PR #2238, opened 2026-05-29
[feat]: Support per-pod KV connector type selection via pod labels

zhutong196:
## Summary

Previously, the KV connector type used by the router was determined only by the global startup configuration, which meant all PD pods in a cluster had to use the same KV transfer backend.

This PR adds support for selecting the KV connector type dynamically from pod labels, allowing different PD pods within the same cluster to use different KV transfer implementations.

For example:

* Some pods can use `nixl`
* Other pods can use `shfs`

The router now checks the pod label:

```text
kv-connector-type
```

and uses it to determine the KV transfer behavior for the target pod.

If the label is absent or invalid, the router falls back to the existing global configuration behavior to preserve backward compatibility.

---

## Motivation

Previously, the connector type was effectively cluster-wide static configuration:

```text
startup env -> all PD pods use same connector
```

This caused several limitations:

* Impossible to run mixed connector deployments
* Difficult to perform gradual migration between connector backends
* Hard to compare or benchmark connector implementations in the same cluster
* Prevented heterogeneous PD deployments

This PR enables pod-level connector selection:

```text
pod label -> connector behavior
```

which makes the routing layer more flexible and extensible.

---

### New Pod Label

```text
kv-connector-type
```

Supported values currently include:

* `nixl`
* `shfs`

---


varungup90:
Thanks for the PR! This is a great feature for enabling mixed PD deployments. I've reviewed the code and have a few pieces of feedback, including a logging bug and some suggestions for robustness and testing.

### 🐛 Bug: Stale global value still logged after per-pod selection

In `updateRoutingContextWithKVTransferParams`, the logic correctly uses `kvConnectorType` (the resolved per-pod value), but the log statements on lines 376 and 403 still log `aibrixKVConnectorType` (the global value). When a pod label overrides the global config, the logs will show the wrong connector type, which makes debugging and observability unreliable.

```go
// Line 376 — logs global, not resolved per-pod value
klog.InfoS("updated routing context with disagg_prefill_resp (NIXL mode)",
    "kv_connector_type", aibrixKVConnectorType)  // <-- should be kvConnectorType

// Line 403 — same issue
klog.InfoS("updated routing context with kv_transfer_params (SHFS mode)",
    "kv_connector_type", aibrixKVConnectorType)  // <-- should be kvConnectorType

```

---

### 💡 Suggestions for Improvement

**1. Label key is not Kubernetes-namespaced**
The label key `kv-connector-type` is a bare, unqualified string. Kubernetes best practices recommend prefixing custom labels with a domain (e.g., `aibrix.ai/kv-connector-type`). Bare labels risk silent collisions with other controllers, admission webhooks, or user-applied labels.

**2. No case normalization on label value**
A label value of `NIXL` or `Shfs` falls through to the default (global config) without warning. A `strings.ToLower()` call, or at minimum an error log on unrecognized values, would improve robustness:

```go
func selectKvConnectorType(value string) string {
    switch strings.ToLower(value) {
    case KVConnectorTypeNIXL, KVConnectorTypeSHFS:
        return strings.ToLower(value)
    default:
        if value != "" {
            klog.Warningf("unrecognized kv-connector-type label %q, falling back to global config", value)
        }
        return aibrixKVConnectorType
    }
}

```

**3. Missing Tests**
`selectKvConnectorType` has no unit tests. Given the fallback logic is the core of this feature, it warrants at minimum a table-driven test covering: valid `nixl`, valid `shfs`, empty string, unrecognized string, and case variants.

---

### 🧹 Minor / Nits

* **Go doc comment:** The comment on `selectKvConnectorType` should start with the function name per Go conventions: `// selectKvConnectorType returns...` (not `// selectKvConnectorType Allow...`).
* **Avoid re-reading labels:** `preparePrefillPayload` and `updateRoutingContextWithKVTransferParams` each independently call `selectKvConnectorType`. If these are called in the same request path, consider resolving the connector type once higher up and threading it down, rather than re-reading the pod label twice.

zhutong196:
> Thanks for the PR! This is a great feature for enabling mixed PD deployments. I've reviewed the code and have a few pieces of feedback, including a logging bug and some suggestions for robustness and testing.
> 
> ### 🐛 Bug: Stale global value still logged after per-pod selection
> In `updateRoutingContextWithKVTransferParams`, the logic correctly uses `kvConnectorType` (the resolved per-pod value), but the log statements on lines 376 and 403 still log `aibrixKVConnectorType` (the global value). When a pod label overrides the global config, the logs will show the wrong connector type, which makes debugging and observability unreliable.
> 
> ```go
> // Line 376 — logs global, not resolved per-pod value
> klog.InfoS("updated routing context with disagg_prefill_resp (NIXL mode)",
>     "kv_connector_type", aibrixKVConnectorType)  // <-- should be kvConnectorType
> 
> // Line 403 — same issue
> klog.InfoS("updated routing context with kv_transfer_params (SHFS mode)",
>     "kv_connector_type", aibrixKVConnectorType)  // <-- should be kvConnectorType
> ```
> 
> ### 💡 Suggestions for Improvement
> **1. Label key is not Kubernetes-namespaced** The label key `kv-connector-type` is a bare, unqualified string. Kubernetes best practices recommend prefixing custom labels with a domain (e.g., `aibrix.ai/kv-connector-type`). Bare labels risk silent collisions with other controllers, admission webhooks, or user-applied labels.
> 
> **2. No case normalization on label value** A label value of `NIXL` or `Shfs` falls through to the default (global config) without warning. A `strings.ToLower()` call, or at minimum an error log on unrecognized values, would improve robustness:
> 
> ```go
> func selectKvConnectorType(value string) string {
>     switch strings.ToLower(value) {
>     case KVConnectorTypeNIXL, KVConnectorTypeSHFS:
>         return strings.ToLower(value)
>     default:
>         if value != "" {
>             klog.Warningf("unrecognized kv-connector-type label %q, falling back to global config", value)
>         }
>         return aibrixKVConnectorType
>     }
> }
> ```
> 
> **3. Missing Tests** `selectKvConnectorType` has no unit tests. Given the fallback logic is the core of this feature, it warrants at minimum a table-driven test covering: valid `nixl`, valid `shfs`, empty string, unrecognized string, and case variants.
> 
> ### 🧹 Minor / Nits
> * **Go doc comment:** The comment on `selectKvConnectorType` should start with the function name per Go conventions: `// selectKvConnectorType returns...` (not `// selectKvConnectorType Allow...`).
> * **Avoid re-reading labels:** `preparePrefillPayload` and `updateRoutingContextWithKVTransferParams` each independently call `selectKvConnectorType`. If these are called in the same request path, consider resolving the connector type once higher up and threading it down, rather than re-reading the pod label twice.


Thanks for the detailed review and suggestions!

Addressed in the latest update:

* Fixed the stale logging issue to use the resolved per-pod `kvConnectorType`
* Updated the label key to a Kubernetes-namespaced format
* Added case-insensitive handling and warning logs for unrecognized values
* Added unit tests covering fallback and case variants
* Updated the Go doc comment to follow Go conventions

For the repeated label lookup suggestion: I looked into resolving the connector type once higher up and passing it through the sync prefill path. I agree the approach could improve consistency, but in the current implementation it would require expanding callback signatures and touching multiple call sites in `handleSyncPrefill`.

Since connector resolution is currently a lightweight label lookup and the value is not expected to change during request processing, I kept the lookup local in this PR to keep the change scope focused. I think this could be a reasonable follow-up refactor if the routing flow becomes more complex in the future.

Please take another look — thanks again for the review!

varungup90 (approved):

::::::::

**Exercise details:** Give each line of the records above again, unchanged.

**Output of the task:**
PR #2238, opened 2026-05-29
[feat]: Support per-pod KV connector type selection via pod labels

zhutong196:
## Summary

Previously, the KV connector type used by the router was determined only by the global startup configuration, which meant all PD pods in a cluster had to use the same KV transfer backend.

This PR adds support for selecting the KV connector type dynamically from pod labels, allowing different PD pods within the same cluster to use different KV transfer implementations.

For example:

* Some pods can use `nixl`
* Other pods can use `shfs`

The router now checks the pod label:

```text
kv-connector-type
```

and uses it to determine the KV transfer behavior for the target pod.

If the label is absent or invalid, the router falls back to the existing global configuration behavior to preserve backward compatibility.

---

## Motivation

Previously, the connector type was effectively cluster-wide static configuration:

```text
startup env -> all PD pods use same connector
```

This caused several limitations:

* Impossible to run mixed connector deployments
* Difficult to perform gradual migration between connector backends
* Hard to compare or benchmark connector implementations in the same cluster
* Prevented heterogeneous PD deployments

This PR enables pod-level connector selection:

```text
pod label -> connector behavior
```

which makes the routing layer more flexible and extensible.

---

### New Pod Label

```text
kv-connector-type
```

Supported values currently include:

* `nixl`
* `shfs`

---


varungup90:
Thanks for the PR! This is a great feature for enabling mixed PD deployments. I've reviewed the code and have a few pieces of feedback, including a logging bug and some suggestions for robustness and testing.

### 🐛 Bug: Stale global value still logged after per-pod selection

In `updateRoutingContextWithKVTransferParams`, the logic correctly uses `kvConnectorType` (the resolved per-pod value), but the log statements on lines 376 and 403 still log `aibrixKVConnectorType` (the global value). When a pod label overrides the global config, the logs will show the wrong connector type, which makes debugging and observability unreliable.

```go
// Line 376 — logs global, not resolved per-pod value
klog.InfoS("updated routing context with disagg_prefill_resp (NIXL mode)",
    "kv_connector_type", aibrixKVConnectorType)  // <-- should be kvConnectorType

// Line 403 — same issue
klog.InfoS("updated routing context with kv_transfer_params (SHFS mode)",
    "kv_connector_type", aibrixKVConnectorType)  // <-- should be kvConnectorType

```

---

### 💡 Suggestions for Improvement

**1. Label key is not Kubernetes-namespaced**
The label key `kv-connector-type` is a bare, unqualified string. Kubernetes best practices recommend prefixing custom labels with a domain (e.g., `aibrix.ai/kv-connector-type`). Bare labels risk silent collisions with other controllers, admission webhooks, or user-applied labels.

**2. No case normalization on label value**
A label value of `NIXL` or `Shfs` falls through to the default (global config) without warning. A `strings.ToLower()` call, or at minimum an error log on unrecognized values, would improve robustness:

```go
func selectKvConnectorType(value string) string {
    switch strings.ToLower(value) {
    case KVConnectorTypeNIXL, KVConnectorTypeSHFS:
        return strings.ToLower(value)
    default:
        if value != "" {
            klog.Warningf("unrecognized kv-connector-type label %q, falling back to global config", value)
        }
        return aibrixKVConnectorType
    }
}

```

**3. Missing Tests**
`selectKvConnectorType` has no unit tests. Given the fallback logic is the core of this feature, it warrants at minimum a table-driven test covering: valid `nixl`, valid `shfs`, empty string, unrecognized string, and case variants.

---

### 🧹 Minor / Nits

* **Go doc comment:** The comment on `selectKvConnectorType` should start with the function name per Go conventions: `// selectKvConnectorType returns...` (not `// selectKvConnectorType Allow...`).
* **Avoid re-reading labels:** `preparePrefillPayload` and `updateRoutingContextWithKVTransferParams` each independently call `selectKvConnectorType`. If these are called in the same request path, consider resolving the connector type once higher up and threading it down, rather than re-reading the pod label twice.

zhutong196:
> Thanks for the PR! This is a great feature for enabling mixed PD deployments. I've reviewed the code and have a few pieces of feedback, including a logging bug and some suggestions for robustness and testing.
> 
> ### 🐛 Bug: Stale global value still logged after per-pod selection
> In `updateRoutingContextWithKVTransferParams`, the logic correctly uses `kvConnectorType` (the resolved per-pod value), but the log statements on lines 376 and 403 still log `aibrixKVConnectorType` (the global value). When a pod label overrides the global config, the logs will show the wrong connector type, which makes debugging and observability unreliable.
> 
> ```go
> // Line 376 — logs global, not resolved per-pod value
> klog.InfoS("updated routing context with disagg_prefill_resp (NIXL mode)",
>     "kv_connector_type", aibrixKVConnectorType)  // <-- should be kvConnectorType
> 
> // Line 403 — same issue
> klog.InfoS("updated routing context with kv_transfer_params (SHFS mode)",
>     "kv_connector_type", aibrixKVConnectorType)  // <-- should be kvConnectorType
> ```
> 
> ### 💡 Suggestions for Improvement
> **1. Label key is not Kubernetes-namespaced** The label key `kv-connector-type` is a bare, unqualified string. Kubernetes best practices recommend prefixing custom labels with a domain (e.g., `aibrix.ai/kv-connector-type`). Bare labels risk silent collisions with other controllers, admission webhooks, or user-applied labels.
> 
> **2. No case normalization on label value** A label value of `NIXL` or `Shfs` falls through to the default (global config) without warning. A `strings.ToLower()` call, or at minimum an error log on unrecognized values, would improve robustness:
> 
> ```go
> func selectKvConnectorType(value string) string {
>     switch strings.ToLower(value) {
>     case KVConnectorTypeNIXL, KVConnectorTypeSHFS:
>         return strings.ToLower(value)
>     default:
>         if value != "" {
>             klog.Warningf("unrecognized kv-connector-type label %q, falling back to global config", value)
>         }
>         return aibrixKVConnectorType
>     }
> }
> ```
> 
> **3. Missing Tests** `selectKvConnectorType` has no unit tests. Given the fallback logic is the core of this feature, it warrants at minimum a table-driven test covering: valid `nixl`, valid `shfs`, empty string, unrecognized string, and case variants.
> 
> ### 🧹 Minor / Nits
> * **Go doc comment:** The comment on `selectKvConnectorType` should start with the function name per Go conventions: `// selectKvConnectorType returns...` (not `// selectKvConnectorType Allow...`).
> * **Avoid re-reading labels:** `preparePrefillPayload` and `updateRoutingContextWithKVTransferParams` each independently call `selectKvConnectorType`. If these are called in the same request path, consider resolving the connector type once higher up and threading it down, rather than re-reading the pod label twice.


Thanks for the detailed review and suggestions!

Addressed in the latest update:

* Fixed the stale logging issue to use the resolved per-pod `kvConnectorType`
* Updated the label key to a Kubernetes-namespaced format
* Added case-insensitive handling and warning logs for unrecognized values
* Added unit tests covering fallback and case variants
* Updated the Go doc comment to follow Go conventions

For the repeated label lookup suggestion: I looked into resolving the connector type once higher up and passing it through the sync prefill path. I agree the approach could improve consistency, but in the current implementation it would require expanding callback signatures and touching multiple call sites in `handleSyncPrefill`.

Since connector resolution is currently a lightweight label lookup and the value is not expected to change during request processing, I kept the lookup local in this PR to keep the change scope focused. I think this could be a reasonable follow-up refactor if the routing flow becomes more complex in the future.

Please take another look — thanks again for the review!

varungup90 (approved):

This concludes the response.